The goal of this programming exercise is to let you get familiar with methods/parameters for EPD. You are required to adjust EPD's parameters, or even create your own EPD method, in order to increase the accuracy of EPD.
Dataset: A small dataset with 4 speakers comes with the above example program. A bigger one with 22 speakers (of 2012 class) is available here. TA will give the link to download 50% of recordings of students in the class this year.
How to run the example program
Modify the main program as follows:
Add necessary toolboxes to the search path. (See "addpath" in goTest.m.)
Assign the corpus path to the variable "auDir". (See "auDir" in goTest.m.

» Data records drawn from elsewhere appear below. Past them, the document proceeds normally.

PR #2213, opened 2024-08-14
Experimental minified inline scripts

delucis:
#### Description

Experiment using a Vite plugin to allow minifying scripts for use in a `<script is:inline>`


delucis:
The impact is not much to be honest. Comparing to other deploys of the Starlight docs, this approach is saving ~500B over all, ~200B gzipped, so probably not justified. I’d like to keep this branch around and test again once #2087 and #2150 land though as those both add more inline scripts.

delucis:
Updated this branch to use the minification strategy also for the new sidebar and tab persistence scripts. The size savings remain minimal: 700B reduction uncompressed, only about 100B reduction after the Brotli compression used by Netlify.

Over all, I’m not sure this makes much of a difference for performance. The only reason to perhaps consider keeping a system like this around would presumably be maintenance: scripts can be written in `.ts`, comments get stripped etc. Although I will add that I’m not 100% convinced of the benefits here either as it forces us to move inline scripts to a separate file, away from the template they are usually interacting with. Given this, I will close this as an interesting experiment for now.

PR #2216, opened 2024-08-16
Site Title Change Css Variable

sanabel-al-firdaws:
Its better if we use the value for h4 insted 

changed it from this
--sl-text-h4

to this 
--sl-text-xl

this has no visual diffrence for normal users but because i tried changing these values dynamiclly

--sl-text-h1
--sl-text-h2
..
--sl-text-h4

the title gets large weirdly...it shouldn't change

### DIFF
--- a/packages/starlight/components/SiteTitle.astro
+++ b/packages/starlight/components/SiteTitle.astro
@@ -38,7 +38,7 @@ const { siteTitle, siteTitleHref } = Astro.props;
 	.site-title {
 		align-items: center;
 		gap: var(--sl-nav-gap);
-		font-size: var(--sl-text-h4);
+		font-size: var(--sl-text-xl);
 		font-weight: 600;
 		color: var(--sl-color-text-accent);
 		text-decoration: none;


delucis (commented):
Thanks for the PR @sanabel-al-firdaws!

The reason this uses the `h4` variable instead of `xl` is because `h4` changes depending on the screen size. On small screens it uses `xl`:

https://github.com/withastro/starlight/blob/8a861d16b586b019f61f30d93c61bdcd58e1503f/packages/starlight/style/props.css#L80

But on wider screens it uses the `2xl` variant:

https://github.com/withastro/starlight/blob/8a861d16b586b019f61f30d93c61bdcd58e1503f/packages/starlight/style/props.css#L175

We might need to think how best to handle this. I’m pretty sure there are many places we use the heading sizes for stuff that isn’t a heading, so could be a bit tricky to ensure that the override behaviour you want is consistent.

One way to solve in your own project would be to scope the `h4` size change to the Markdown content:


```css
/* Make H4s huge inside Markdown content */
.sl-markdown-content {
  --sl-text-h4: 5rem;
}
```

PR #2219, opened 2024-08-16
Fix a sidebar persistence issue when navigating between pages with different sidebars

HiDeoo:
#### Description

Fixes the sidebar persistence issue spotted by Chris.

The repro is:

- Go to https://starlight.astro.build/getting-started/
- Collapse some groups
- Navigate to the homepage
- Click “getting started”
- The groups are reset as expected
- Navigate to another page
- The stale collapse state is restored

If I'm not wrong, the `open` state is always loaded from session storage even when the stored hash and current hash don't match. This PR fixes this issue by only loading the `open` state from session storage when the stored hash and current hash match.

### DIFF
--- a/.changeset/lemon-ants-bow.md
+++ b/.changeset/lemon-ants-bow.md
@@ -1,0 +1,5 @@
+---
+'@astrojs/starlight': patch
+---
+
+Fixes a sidebar persistence issue when navigating between pages with different sidebar content.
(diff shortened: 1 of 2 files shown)


delucis (approved):
Yes, this fix makes sense to me! And can confirm it addresses the bug in the preview site. Thanks @HiDeoo 💖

You can choose not to change it for the first time, then a small default dataset will be used instead.)
Run "goTest" under MATLAB to show the overall recognition rate as well as the recognition rate for each person.

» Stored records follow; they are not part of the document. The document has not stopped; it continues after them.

PR #2222, opened 2024-08-16
i18n(fr): update `index`

HiDeoo:
#### Description

This PR updates the French version of the `index` page with the changes from #1784.


delucis (approved):
Ah, great point! I wonder if we should actually do a single `i18nIgnore` PR to update these in all languages?

But this PR LGTM 🙌

delucis:
(Also, missed the PR number: #2222 🥳)

HiDeoo:
> I wonder if we should actually do a single `i18nIgnore` PR to update these in all languages?

Good call, I'll make a PR after merging this one. I already merged `ko` earlier this morning and there is no other opened PRs for this file so might as well do it now 👍

PR #2227, opened 2024-08-17
i18n(ko-KR): update `pages.mdx`

jsparkdev:
#### Description

-  update `pages.mdx`
- #2168


docs/src/content/docs/ko/guides/pages.mdx
```diff
@@ -109,26 +109,25 @@ Markdown 페이지의 프론트매터와 유사하게 이 페이지에 대한 [
 
 ##### `sidebar`
 
-**타입:** `SidebarEntry[]`
+**타입:** [`SidebarItem[]`](/ko/reference/configuration/#sidebaritem)
```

After you have obtained the baseline recognition rate, you can perform error analysis.
Run "epdFileCheck(auSet)" to check badly performed files.
Run "epdFileCheck(auSet, '921588_Leon')" to check badly performed files from a specific speaker '921588_Leon'.
How to get better accuracy
For myEpd.m, the most important parameter is epdOpt.volumeRatio, which is set to 0.1 by default. You can check out goPrmTune.m which uses a simple exhaustive search to find the optimum value of volume threshold. (Be aware that it might take a long time to run it. You may want to reduce the number of wave files before invoking the program.)
The current main program for EPD is myEpd.m, which is a simplified version of the endPointDetect.m in the SAP Toolobx. You should try the existing EPD program "endPointDetect.m" (by calling it from myEpd.m) available in the SAP toolbox. Try all 3 different methods to find the best one, and then try to find the best parameters for this method.
Besides exhaustive search, you may want to use some simple heuristic search (for instance, fminsearch) for parameter tuning.
Observe wave files with larget error to see if you can find other EPD parameters that might gave better performance.
You should only upload the following files for performance evaluation:
myEpd.m: Your main function for EPD
myEpdOptSet.m: The options (parameters) for myEpd.m.
myMethod.txt: Please describe your method briefly, including the recognition rates and the lesson you learned.
The other files that might be used by myEpd.m.
TA will use your program to evaluate the performance of your PT and post the result on the web.
Be aware that
The given dataset can be used as the training set, which consists of about 50% of the recordings of all students. The final ranking will be based on the hidden test dataset recorded this year. (So do not overfit the training set if you are using machine learning based approaches for this program contest.)
If the performance tuning is time consuming, you can use a partial dataset to obtain a rough result quickly.